Have a rest for 20 secs.

6. Tricep Dips
Lie on your back. Take your arm a little back and keep your palms on floor. Fold the knees and keep your legs on floor. Now lift your body up in the air and bring it down without touching the floor. Do tricep dips for 40 secs.

Have a rest for 20 secs.

7. Burpees
Get in standing position. Jump taking your arms up over head. Then get on floor holding floor with your palms and take legs back. Now bring the leg in middle and get back in stand up. Do burpees for 40 secs.

Have a rest for 20 secs.

8. Squats
Stand up and keep a little gap between your legs then get your body down taking your back out like sitting on chair. Do squats for 40 secs.

Have a rest for 20 secs.

9. Plank
Lie on your front on yoga mat.
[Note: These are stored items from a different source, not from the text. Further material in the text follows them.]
PR #826, opened 2023-10-06
build: build arm64 macOS binary natively

### LINKED ISSUE #801: build: arm64 macOS executable is built without LTO
Follow-up from:

- https://github.com/exercism/configlet/commit/f280445978c16e9590d3822f5795b1485a64a65f
- https://github.com/exercism/configlet/pull/796#issuecomment-1681845938

ee7:
Apple silicon (M1) macOS runners are [now available in public beta][1].

Closes: #801

[1]: https://github.blog/changelog/2023-10-02-github-actions-apple-silicon-m1-macos-runners-are-now-available-in-public-beta/

---

@ErikSchierboom it looks the new job currently won't run. GitHub [says](https://docs.github.com/en/actions/using-github-hosted-runners/about-larger-runners/about-larger-runners):

>  GitHub offers customers on GitHub Team and GitHub Enterprise Cloud plans a range of managed virtual machines with more RAM, CPU, and disk space

and

> can now be used by any developer, team, or enterprise! 

I thought that "GitHub Team" was what open-source orgs were. Do you know whether this runner is available for Exercism, or whether there perhaps a setting somewhere that Exercism needs to change to allow using it in this repo?

### DIFF
--- a/.github/workflows/build.yml
+++ b/.github/workflows/build.yml
@@ -34,6 +34,10 @@ jobs:
             arch: x86-64
 
           - os: macos
+            runs-on: macos-13-xlarge
+            arch: arm64
+
+          - os: macos
             runs-on: macos-12
             arch: x86-64
 
@@ -83,9 +87,6 @@ jobs:
 
           - runs-on: ubuntu-22.04
             zig_target: riscv64-linux-musl
-
-          - runs-on: macos-12
-            zig_target: aarch64-macos-none
 
           - runs-on: ubuntu-22.04
             zig_target: aarch64-windows-gnu


ErikSchierboom:
> I thought that "GitHub Team" was what open-source orgs were. 

GitHub Team is a paid feature, but it is one we _do_ use, so that's fine.

> Do you know whether this runner is available for Exercism, or whether there perhaps a setting somewhere that Exercism needs to change to allow using it in this repo?

I think I would have to enable large runners, but we haven't done that as they have a cost attached. As per the blog post:

> With today’s launch, our macOS larger runners will be priced at $0.16/minute for XL and $0.12/minute for large.

CC @iHiD

ee7:
This job would only run when there is a configlet release. But I think this PR isn't really worth it if we have to pay extra - only if it can use some existing quota of GitHub Actions minutes.

Advantages of this PR:

- Can run tests for arm64 macOS natively at build time
- Can fix the relatively unimportant https://github.com/exercism/configlet/issues/801

But configlet shouldn't have CPU-specific code, so the first point shouldn't matter much. And the latter point will eventually be resolved when the Zig linker gains support for LTO.

ErikSchierboom:
I'm not sure I can only enable this runner for this repo though.

ee7:
From [here](https://docs.github.com/en/billing/managing-billing-for-github-actions/about-billing-for-github-actions#included-storage-and-minutes):

> Note: Included minutes cannot be used for larger runners. These runners will always be charged for, including in public repos. 

So I think it's not worth bothering, even if we could do all of these:

- Enable large runners only for configlet
- Make it run for only a few minutes per configlet release
- Add a timeout so it's guaranteed not to rack up a huge bill if something hangs

I think the status quo is good enough. Closing.

PR #835, opened 2023-10-20
lint(validators): refactor linting of analyzer tag

ee7:
Go via strscans, rather than `find` and `substr`.

Follow up from commit b348ff9e3af3.

---

Happy to write like this? I find this a little more readable, though admittedly it requires understanding of strscans.

### DIFF
--- a/src/lint/validators.nim
+++ b/src/lint/validators.nim
@@ -86,21 +86,18 @@ proc hasValidAnalyzerTag(s, key: string; path: Path; context: string;
                          errorAnnotation = ""): bool =
   ## Returns true if `s` is a valid analyzer tag
   result = true
-  let colonIdx = s.find(':')
-  if colonIdx == -1:
-    let msg = &"The {format(context, s)} tag does not match the expected format: \"<category>:<value>\""
-    result.setFalseAndPrint(msg, path, annotation = errorAnnotation)
-  else:
-    let category = s.substr(0, colonIdx - 1)
+  let (isMatch, category, value) = s.scanTuple("$+:$*")
+  if isMatch:
     if category notin analyzerTagCategories:
       let msg = &"The {format(context, s)} tag's category must be one of: " &
                  "`paradigm`, `technique`, `construct` or `uses`"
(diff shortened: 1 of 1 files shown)


src/lint/validators.nim
```diff
@@ -86,21 +86,18 @@ proc hasValidAnalyzerTag(s, key: string; path: Path; context: string;
...
+  let (isMatch, category, value) = s.scanTuple("$+:$*")
+  if isMatch:
     if category notin analyzerTagCategories:
       let msg = &"The {format(context, s)} tag's category must be one of: " &
                  "`paradigm`, `technique`, `construct` or `uses`"
       result.setFalseAndPrint(msg, path, annotation = errorAnnotation)
-
-    let value = s.substr(colonIdx + 1)
     if value.isEmptyOrWhitespace:
       let msg = &"The {format(context, s)} tag's value is a whitespace-only string"
```
ee7, line 96: Maybe we should write "empty or whitespace-only"?

src/lint/validators.nim
```diff
@@ -86,21 +86,18 @@ proc hasValidAnalyzerTag(s, key: string; path: Path; context: string;
                          errorAnnotation = ""): bool =
   ## Returns true if `s` is a valid analyzer tag
   result = true
-  let colonIdx = s.find(':')
-  if colonIdx == -1:
-    let msg = &"The {format(context, s)} tag does not match the expected format: \"<category>:<value>\""
-    result.setFalseAndPrint(msg, path, annotation = errorAnnotation)
-  else:
-    let category = s.substr(0, colonIdx - 1)
+  let (isMatch, category, value) = s.scanTuple("$+:$*")
```
ee7:
```suggestion
  let (isMatch, category, value) = s.scanTuple("$+:$+")
```

src/lint/validators.nim
ee7: I think https://github.com/exercism/configlet/pull/835/commits/8c3354e1a969c6a33201ecd0d6b6a86bb2ef19b9 is better.

ErikSchierboom (approved):
A lot nicer! Thanks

Lift your body up balancing on your forearms and toes. Stay in this position for 40 secs.

Have a rest for 20 secs.

10. Spiderman Plank
Get on plank position balancing on your forearms and toes. Bring your leg one by one on side by your waistline.

Have a rest for 60 secs and repeat whole set of this fat burning workout for two times with 60 secs rest in between 2 sets.

Do this fat burning workout for 4-6 weeks and see the results yourself!